Benchmarking ORCA PT-1 Boson Sampler in Simulation
Jessica Park, Susan Stepney, Irene D'Amico
TL;DR
The paper benchmarks the ORCA PT-1 time-bin interferometer boson sampler, using a noise-free simulation of a dominating set (surveillance coverage) problem to compare against classical algorithms. It employs a variational quantum algorithm with SPSA optimization to learn problem-specific angles on graphs generated via NetworkX, reporting results for moderate sizes ($n<250$).

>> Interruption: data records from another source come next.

PR #2071, opened 2020-10-23
Add infrastructure for embedding code samples in docs, and fix documentation

claremacrae:
## Description

This adds the scripts to use mdsnippets to embed code samples in the docs.

* tools/scripts/updateDocumentSnippets.py regenerates docs. See the comments for how to install the tool
* tools/scripts/buildAndTest.sh does a developer build and runs the tests. Much of its contents is now included in docs/contributing.md, which also lets users know about the script, so they don't need to run all the commands by hand.

Having created the above, I also fixed the build script to add the missing CMake option that is now needed.

If the PR is accepted, I'm happy to write a description in the contributing docs on how to set up mdsnippets.

### DIFF
--- a/tools/scripts/updateDocumentSnippets.py
+++ b/tools/scripts/updateDocumentSnippets.py
@@ -1,0 +1,23 @@
+#!/usr/bin/env python3
+
+from scriptCommon import catchPath
+import os
+import subprocess
+
+# ---------------------------------------------------
+# Update code examples
+# ---------------------------------------------------
+# For info on mdsnippets, see https://github.com/SimonCropp/MarkdownSnippets
+
+# install dotnet SDK from http://go.microsoft.com/fwlink/?LinkID=798306&clcid=0x409
+# Then install MarkdownSnippets.Tool with
+#   dotnet tool install -g MarkdownSnippets.Tool
+# To update:
+#   dotnet tool update  -g MarkdownSnippets.Tool
+# To uninstall (e.g. to downgrade to a lower version)
+# dotnet tool uninstall -g MarkdownSnippets.Tool
+
+os.chdir(catchPath)
+
+subprocess.run('dotnet tool update  -g MarkdownSnippets.Tool --version 21.2.0', shell=True, check=True)
+subprocess.run('mdsnippets', shell=True, check=True)
--- a/.gitignore
+++ b/.gitignore
@@ -30,3 +30,4 @@ benchmark-dir
 .conan/test_package/build
 bazel-*
 build-fuzzers
+debug-build
--- a/docs/configuration.md
+++ b/docs/configuration.md
@@ -56,7 +56,7 @@ By default a console width of 80 is assumed but this can be controlled by defini
     CATCH_CONFIG_NOSTDOUT
 
 To support platforms that do not provide `std::cout`, `std::cerr` and
-`std::clog`, Catch does not usem the directly, but rather calls
+`std::clog`, Catch does not use them directly, but rather calls
 `Catch::cout`, `Catch::cerr` and `Catch::clog`. You can replace their
 implementation by defining `CATCH_CONFIG_NOSTDOUT` and implementing
 them yourself, their signatures are:
--- a/docs/contributing.md
+++ b/docs/contributing.md
@@ -85,7 +85,7 @@ and run all tests in the `Debug` compilation.
 ./tools/scripts/generateAmalgamatedFiles.py
 
 # 2. Configure the full test build
-cmake -Bdebug-build -H. -DCMAKE_BUILD_TYPE=Debug -DCATCH_BUILD_EXAMPLES=ON -DCATCH_BUILD_EXTRA_TESTS=ON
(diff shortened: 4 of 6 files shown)


tools/scripts/updateDocumentSnippets.py
```diff
@@ -0,0 +1,22 @@
...
+
+# install dotnet SDK from http://go.microsoft.com/fwlink/?LinkID=798306&clcid=0x409
+# Then install MarkdownSnippets.Tool with
+#   dotnet tool install -g MarkdownSnippets.Tool
+# To update:
+#   dotnet tool update  -g MarkdownSnippets.Tool
+# To uninstall (e.g. to downgrade to a lower version)
+# dotnet tool uninstall -g MarkdownSnippets.Tool
+
+assert os.path.exists('mdsnippets.json'), 'This script must be run from the root of Catch2 source tree'
```
horenmar: One of the script files already has a way to find out the base path to the repository -- I think this script should use it to ensure its working dir is at the repo's root.

claremacrae: Good point - done.

claremacrae:
I've switched the snippet naming convention to kebab-case now.

tools/scripts/updateDocumentSnippets.py
```diff
@@ -0,0 +1,23 @@
...
+# Then install MarkdownSnippets.Tool with
+#   dotnet tool install -g MarkdownSnippets.Tool
+# To update:
+#   dotnet tool update  -g MarkdownSnippets.Tool
+# To uninstall (e.g. to downgrade to a lower version)
+# dotnet tool uninstall -g MarkdownSnippets.Tool
+
+os.chdir(catchPath)
+
+subprocess.run('dotnet tool update  -g MarkdownSnippets.Tool --version 21.2.0', shell=True, check=True)
```
horenmar, line 22: This will fail if the system already has a newer version of the tool.

claremacrae: True. The reason for specifying a specific version is that there is a tendency for the formatting of output to change between versions... Which can lead to difficult merges, and random changes in doc files being mixed in with code changes...

Do you know of another way to install, that would solve that problem?

If not, I'll experiment with non-global installations...

horenmar:
I looked through the docs and there doesn't seem to be an option to say "look for snippets here, and for docs here". This is kinda annoying, as the scan could likely be much faster.

Otherwise lgtm.

tools/scripts/updateDocumentSnippets.py
horenmar: Not sure what is the best solution, but the global install makes this situation worse. If someone already has the tool for different project, then their version must be the same or it will fail for them.

claremacrae:
> I looked through the docs and there doesn't seem to be an option to say "look for snippets here, and for docs here". This is kinda annoying, as the scan could likely be much faster.
> 
> Otherwise lgtm.

The main thing for speed is to remember to exclude any generated directories from the search, by editing `mdsnippets.json`

How long does it take for you? It's under 2 seconds for me, which I'm comfortable with, despite being quite impatient!

tools/scripts/updateDocumentSnippets.py
claremacrae: > Not sure what is the best solution, but the global install makes this situation worse. If someone already has the tool for different project, then their version must be the same or it will fail for them.

Off the top of my head, there are at least two options - both of which need experimentation and/or more discussion:

- Enable the CI to update docs, so that users do not have to do so
- Experiment with non-global install (which I have just tried, and looks promising)

Rather than rushing to change the code now, would you consider accepting the PR for now, as a step on the way... It is at least possible to now auto-generate docs, and for anyone who has a newer install of mdsnippets, they always have the option of not updating the docs for now?

horenmar:
> How long does it take for you? It's under 2 seconds for me, which I'm comfortable with, despite being quite impatient!

5-ish seconds to run the Python script.

I have _a lot_ of build dirs. I recently changed machines, and I am already up to 4 build dirs for MSVC (and 7 build dirs for Clang+GCC, but luckily those live on a completely separate filesystem).

claremacrae:
> > How long does it take for you? It's under 2 seconds for me, which I'm comfortable with, despite being quite impatient!
> 
> 5-ish seconds to run the Python script.
> 
> I have _a lot_ of build dirs. I recently changed machines, and I am already up to 4 build dirs for MSVC (and 7 build dirs for Clang+GCC, but luckily those live on a completely separate filesystem).

1. What happens if you comment out this line in the script? (For me, most of the time is spent on the updating - but then all my builds are in directories with names starting `cmake-build-` so are excluded)

`subprocess.run('dotnet tool update  -g MarkdownSnippets.Tool --version 21.2.0', shell=True, check=True)`

I could always make it so that it checks the version number of the tool, and doesn't update if the version matches?

2. Do any in-source-tree build spaces not match the cmake-build pattern already excluded? What if you add them to the `Exclude` list in `mdsnippets.json`?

In simulations, the TBI solver can find near-minimal dominating sets with competitive performance to some classical methods, though wall-clock scaling is poorer than fast classical solvers; preliminary PT-2 two-loop results hint at potential gains that would require hardware to verify. The work illustrates a possible path for practical graph-optimization applications using boson-sampling hardware, while acknowledging current limitations and outlining future hardware-focused investigations to assess real-world advantages.
Abstract
Boson Sampling, a non-universal computing paradigm, has resulted in impressive claims of quantum supremacy. ORCA Computing have developed a time-bin interferometer (TBI) that claims to use the principles of boson sampling to solve a number of computational problems including optimisation and generative adversarial networks. We solve a dominating set problem with a surveillance use case on the ORCA TBI simulator to benchmark the use of these devices against classical algorithms. Simulation has been used to consider the optimal performance of the computing paradigm without having to factor in noise, errors and scaling limitations. We show that the ORCA TBI is capable of solving moderately sized (n<250) dominating set problems with comparable success to linear programming and greedy methods. Wall clock timing shows that the simulator has worse scaling than the classical methods, but this is unlikely to carry over to the physical device where the outputs are measured rather than calculated.